*** Data for review Section Begins ***

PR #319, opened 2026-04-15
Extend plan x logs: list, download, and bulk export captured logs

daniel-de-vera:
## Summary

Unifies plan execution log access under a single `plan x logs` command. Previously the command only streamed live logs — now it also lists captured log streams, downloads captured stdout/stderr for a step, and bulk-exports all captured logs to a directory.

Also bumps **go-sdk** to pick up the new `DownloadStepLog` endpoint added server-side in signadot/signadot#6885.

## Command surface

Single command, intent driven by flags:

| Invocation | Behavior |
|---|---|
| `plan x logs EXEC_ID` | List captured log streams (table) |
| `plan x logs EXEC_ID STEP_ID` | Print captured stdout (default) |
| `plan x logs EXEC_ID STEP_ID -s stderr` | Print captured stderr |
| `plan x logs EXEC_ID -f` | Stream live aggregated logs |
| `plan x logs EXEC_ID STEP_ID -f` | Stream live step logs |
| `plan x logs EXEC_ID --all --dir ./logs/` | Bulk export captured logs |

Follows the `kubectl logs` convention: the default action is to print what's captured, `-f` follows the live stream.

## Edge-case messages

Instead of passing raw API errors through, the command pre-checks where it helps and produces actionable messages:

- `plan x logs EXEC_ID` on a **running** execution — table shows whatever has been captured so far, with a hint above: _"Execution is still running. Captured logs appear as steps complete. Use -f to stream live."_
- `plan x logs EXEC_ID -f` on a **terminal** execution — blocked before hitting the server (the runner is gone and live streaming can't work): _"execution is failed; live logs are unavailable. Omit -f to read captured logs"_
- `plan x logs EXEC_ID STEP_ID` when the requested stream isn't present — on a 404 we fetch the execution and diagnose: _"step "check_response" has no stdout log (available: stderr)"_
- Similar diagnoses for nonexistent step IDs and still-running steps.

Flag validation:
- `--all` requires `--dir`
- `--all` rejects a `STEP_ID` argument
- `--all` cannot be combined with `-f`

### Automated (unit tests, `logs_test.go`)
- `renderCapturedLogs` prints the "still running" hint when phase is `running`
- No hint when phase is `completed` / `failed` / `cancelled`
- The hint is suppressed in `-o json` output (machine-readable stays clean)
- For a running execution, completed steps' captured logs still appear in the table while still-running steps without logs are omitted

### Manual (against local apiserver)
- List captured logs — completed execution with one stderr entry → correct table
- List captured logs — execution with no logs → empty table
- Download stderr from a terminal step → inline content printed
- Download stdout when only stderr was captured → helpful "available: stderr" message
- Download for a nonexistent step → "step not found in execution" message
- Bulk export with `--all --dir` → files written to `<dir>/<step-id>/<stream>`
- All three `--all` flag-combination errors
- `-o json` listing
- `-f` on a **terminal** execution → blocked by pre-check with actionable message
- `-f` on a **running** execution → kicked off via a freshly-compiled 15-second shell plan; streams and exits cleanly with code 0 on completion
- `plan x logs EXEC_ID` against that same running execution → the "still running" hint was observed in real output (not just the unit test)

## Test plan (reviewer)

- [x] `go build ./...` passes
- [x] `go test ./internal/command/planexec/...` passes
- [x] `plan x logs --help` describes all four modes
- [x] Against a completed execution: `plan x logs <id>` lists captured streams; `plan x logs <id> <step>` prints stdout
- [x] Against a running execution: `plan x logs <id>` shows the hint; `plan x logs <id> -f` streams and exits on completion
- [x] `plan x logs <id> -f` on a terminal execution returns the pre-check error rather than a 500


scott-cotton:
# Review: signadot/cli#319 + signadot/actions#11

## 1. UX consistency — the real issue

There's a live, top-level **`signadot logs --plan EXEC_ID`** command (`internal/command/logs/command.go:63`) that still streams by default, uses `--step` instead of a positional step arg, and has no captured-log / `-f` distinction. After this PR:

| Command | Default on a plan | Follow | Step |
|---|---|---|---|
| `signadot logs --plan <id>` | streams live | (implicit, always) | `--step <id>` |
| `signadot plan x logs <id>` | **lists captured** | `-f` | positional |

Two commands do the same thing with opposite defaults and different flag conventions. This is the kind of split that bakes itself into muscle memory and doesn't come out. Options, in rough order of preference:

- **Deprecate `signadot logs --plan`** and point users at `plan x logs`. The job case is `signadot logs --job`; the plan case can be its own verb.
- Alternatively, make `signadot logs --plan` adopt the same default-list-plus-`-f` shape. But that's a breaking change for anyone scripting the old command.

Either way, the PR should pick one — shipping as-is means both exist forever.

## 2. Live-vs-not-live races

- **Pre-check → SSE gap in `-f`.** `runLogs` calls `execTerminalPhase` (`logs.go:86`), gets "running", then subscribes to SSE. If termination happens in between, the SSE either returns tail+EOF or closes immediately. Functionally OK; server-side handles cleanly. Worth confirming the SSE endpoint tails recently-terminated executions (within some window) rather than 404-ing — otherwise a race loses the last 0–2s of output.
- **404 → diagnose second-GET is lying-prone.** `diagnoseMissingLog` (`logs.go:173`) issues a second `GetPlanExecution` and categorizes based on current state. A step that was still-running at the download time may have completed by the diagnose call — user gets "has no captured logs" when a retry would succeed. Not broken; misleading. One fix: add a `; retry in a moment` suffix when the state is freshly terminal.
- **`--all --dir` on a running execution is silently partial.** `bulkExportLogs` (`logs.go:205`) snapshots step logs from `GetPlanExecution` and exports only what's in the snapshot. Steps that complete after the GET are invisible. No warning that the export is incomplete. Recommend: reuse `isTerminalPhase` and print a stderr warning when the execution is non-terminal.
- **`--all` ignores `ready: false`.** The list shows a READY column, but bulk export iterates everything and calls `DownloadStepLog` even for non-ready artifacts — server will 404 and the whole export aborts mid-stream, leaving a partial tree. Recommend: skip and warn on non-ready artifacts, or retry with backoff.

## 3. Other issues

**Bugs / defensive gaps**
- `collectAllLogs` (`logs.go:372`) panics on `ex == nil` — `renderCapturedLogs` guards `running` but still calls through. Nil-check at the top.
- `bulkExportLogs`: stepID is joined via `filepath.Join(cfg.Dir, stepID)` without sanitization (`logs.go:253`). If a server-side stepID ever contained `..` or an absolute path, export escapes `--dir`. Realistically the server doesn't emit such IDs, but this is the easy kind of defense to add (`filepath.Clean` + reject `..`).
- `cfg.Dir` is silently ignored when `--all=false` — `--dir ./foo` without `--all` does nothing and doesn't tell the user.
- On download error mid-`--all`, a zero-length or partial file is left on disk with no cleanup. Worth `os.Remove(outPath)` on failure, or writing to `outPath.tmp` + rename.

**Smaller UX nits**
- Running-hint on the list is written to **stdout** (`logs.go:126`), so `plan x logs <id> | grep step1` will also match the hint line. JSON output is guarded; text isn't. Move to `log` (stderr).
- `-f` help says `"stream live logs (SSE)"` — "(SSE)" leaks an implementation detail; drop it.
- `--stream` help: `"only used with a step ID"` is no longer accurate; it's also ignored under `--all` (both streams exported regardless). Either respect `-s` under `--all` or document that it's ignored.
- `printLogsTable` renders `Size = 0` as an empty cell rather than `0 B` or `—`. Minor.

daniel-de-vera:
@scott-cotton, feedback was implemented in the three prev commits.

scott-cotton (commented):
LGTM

*** Data for review Section Ends ***

Work order: For each line of the entries that holds the word "three", pull that line out.

The completed task:
- All three `--all` flag-combination errors
@scott-cotton, feedback was implemented in the three prev commits.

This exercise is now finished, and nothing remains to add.